Fighting spam on OpenMRS ID

I thought I’d launch a non-urgent topic to discuss ways to improve spam protection. Today I ran across a comment that made me think a bit about how we do e-mail validation:

It might be worth considering improvements here in addition to our blacklists and other techniques. Please discuss or add other anti-spam ideas to this topic!

Ahhhhh… But it seems there is no other way to verify the emails. And the verification of emails, I think, is majorly used to ensure user are using their own emails, not detect spam.

Anti-bot works should be done during the ‘signup form filling’ process. The current field hashing approach and captcha is good enough to detect simple bots. Of course, we can still improve that, but it seems the current mechanism is working fine, I’m not worrying this.

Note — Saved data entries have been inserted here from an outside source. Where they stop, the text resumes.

Issue #1265, opened 2021-04-26
Feature request: Add FreeBSD to build targets


PaddyMac:
The current version of AGS for FreeBSD is 3.4.4.1 from 2019. I'd like to have a newer version available. I've been tinkering with it, and after lying to the build system and making it think it's building on Linux, everything works fine 0n 3.5.0.31 if I use GCC up until the final linking phase when I get some undefined reference errors. There will need to be a little extra work to get it working with Clang which is the FreeBSD native compiler. In any case, I'm not much of a programmer, but I'd certainly be willing to put in some effort on my part to get this working. Somewhat tangentially, could you make the build system accept the use of more system libraries? Other than Allegro, it doesn't look like you're using customized versions of external libraries. I mention this partly because I tried compiling the 3.6 series of AGS, and I ran into issues compiling the included SDL2 library which I also ran into previously when trying to manually compile an unpatched SDL2 on FreeBSD. So this issue could be avoided entirely if it were possible to use the system library instead of a bundled one.

rofl0r:
if you use Engine/Makefile, only strictly required library components are built - to my knowledge that's only the embedded freetype copy. i've been using that makefile since forever with system-provided allegro4 library, there was never a need for a especially patched version. you should however use allegro 4.4.3 as it has all a number of bugfixes and features to support AGS better.
as for SDL2 version aka 3.6: the code uses libsdl-sound in the SDL2 incarnation, which has so far not seen a release (however one was recently promised to debian maintainers in a mail that has been linked somewhere here). you gotta build that on your own from mercurial/git and install it systemwide, but apart from that you can use Engine/Makefile just fine.

> Add FreeBSD to build targets

i don't think a freebsd-specific build target needs to be added, it should build just fine using the makefile, unless there are some `#ifdef __linux__` or similar defines, in which case maybe the "linux target" should be remodeled as a "generic posix" target.

i guess a good start would be if you report the specific errors you're experiencing so those can be examinated on a case-by-case basis.

ivan-mogilko:
@PaddyMac 
I'd like to clarify, you are refering to Cmake scripts and want to add FreeBSD to our Cmake scripts, is that correct?

As far as I know it's Cmake that fetches our patched version of Allegro 4 for Linux, even though today this may not be completely necessary (at least from the point of functionality). AGS should work well with their official latest release (4.4.3.*) which already contains all the patches we were sending to them over last couple several years.
[...]

PR #1324, opened 2021-06-21
adds FreeBSD platform

ericoporto:
I ended up adding a platform driver named Generic Unix, but I specialize it for FreeBSD so I can have a `eOSFreeBSD`. I am not sure if this is the best approach, in my head it makes easier to add more platforms. 

I only used CMake since it's written to build the most portable binary as possible - so it's better for actually shipping binary games.

For system packages is better that the person packaging it writes their own build aware of whatever packages are available in the specific FreeBSD version. Unfortunately no packager ever returned any of my e-mails, so this may take a while.

Still, the system specifics defines in headers are now alright for FreeBSD.

I don't plan to provide CI builds for FreeBSD.


Common/core/platform.h
```diff
@@ -32,36 +34,48 @@
     #endif
 
     #if TARGET_OS_SIMULATOR || TARGET_IPHONE_SIMULATOR
-        #define AGS_PLATFORM_OS_WINDOWS (0)
```
rofl0r, line 35: i don't know about AGS stance on this, but in other projects i contribute too the general consensus is to not add gratuitous whitespace changes to unrelated changes.

ericoporto: They are not gratuitous, I will need the additional space soon and I don't know yet when this will be merged.

ivan-mogilko: I don't quite understand though, what are these spaces for?

ivan-mogilko:
If I understand correctly, this should resolve #1265 ? Wanted to reference it here just in case.

Common/core/platform.h
ericoporto: I just wanted to avoid merge conflicts with the Emscripten change in case this takes a while - it may not be trivial to setup a FreeBSD VM.

ericoporto:
Yes, but not fully, the user clearly has an expectation to be able to download from ports but I haven't been able to reach any of the people that did the commits from that port. See the commit history below:

https://www.freshports.org/games/ags

Ideally someone would need to contact @mat813 or @t6 which are the maintainers (at least I think, neither answered e-mails).

Common/core/platform.h
ivan-mogilko: My point was, you do not have to do this in Emscripten pr either, there's no real need to adjust the lengths of all the lines if you add a new one which is slightly longer.

ivan-mogilko:
The biggest question I have in regards to this change is, what is the difference between AGSGenericUnix and AGSLinux platform driver? May it make sense to make AGSLinux also a child of AGSGenericUnix?

ericoporto:
So, this is what I was most curious, right now there's no difference, and I think it could, except that the old CD support (does someone actually ever used that?) actually is there on Linux, but I have removed it from Generic Unix - I doubt anyone will ever test and verify, when I imagine sbc like Dragonfly picking it up or NetBSD.

Other thing is I temporarily left XDG support there (because it IS available on FreeBSD as far as I can tell), but I don't think XDG is something in all Unixes, only those that adhere to Freedesktop. 

So in my head it's like:

base (which could use SDL stuff) -> Generic/Posix Unix -> Unix with Freedesktop -> GNU/Linux

Common/core/platform.h
ericoporto: I will rebase and these will not be in this PR.

rofl0r:
i'd model it like so:
basically there's windows vs posix  (which means nothing else than "generic unix") code, and a os selection which turns on or off via macro certain platform specific code

e.g.
```c
#ifdef __linux__
#define OS_LINUX
#define PLATFORM_POSIX
#define PLATFORM_SUPPORTS_CDA
#define PLATFORM_SUPPORTS_XDG
#endif
```
etc.

> Other thing is I temporarily left XDG support there (because it IS available on FreeBSD as far as I can tell), but I don't think XDG is something in all Unixes, only those that adhere to Freedesktop (may need to be moved around).

tbh not even linux is so clear-cut, basically "linux" means nothing more than "uses linux kernel" but everything else can be different for every single distribution.

ericoporto:
@rofl0r do you know if there's a way to detect XDG support? Better if at compiler time but alright if runtime, so we could something like, use these folders but if can't use these?

Also, should I separate the generic_unix from the tiny FreeBSD code? My mentality on leaving together is because the macros are defining what will build and what won't be built, so one could lump it on together when building and the compiler will select what makes sense.

I think I can add the `PLATFORM_SUPPORTS_CDA` directly on core/platform.h too. I don't like extremely long files but there it really saves time finding things together - I even thought on moving the library loading selection there but left out because it has 3 states instead of 2.

ivan-mogilko:
> I think I can add the PLATFORM_SUPPORTS_CDA directly on core/platform.h too. I don't like extremely long files but there it really saves time finding things together

I don't think it's too long at the moment, but in the worst case we may split it into 2, where one has platform detection and second has options defined depending on the platform.

ericoporto:
Found something interesting, SDL simply checks if a HOME environment variable exists (https://github.com/libsdl-org/SDL/blob/main/src/filesystem/unix/SDL_sysfilesystem.c)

I think a problem is that it’s not always automated bots that are causing spam registrations, but actual humans.

Some new ideas and improvements in Discourse in later posts:

For example, some maybe interesting ideas for us (long term):

  • JavaScript-based checks on the confirmation page to make sure it’s a real browser and not a script. Make sure the clicks don’t come too fast on the page and maybe ask for some confirmation details.
  • Checking for “too similar” e-mail addresses (a few characters different only) to prevent incremented email addresses.
  • Maybe disallow multiple signups from the same IP address for some amount of time.

Do we have any email domain blacklist that can be edited? It would be nice to prohibit new accounts (or any email address) from an address that matches domain names on the blacklist.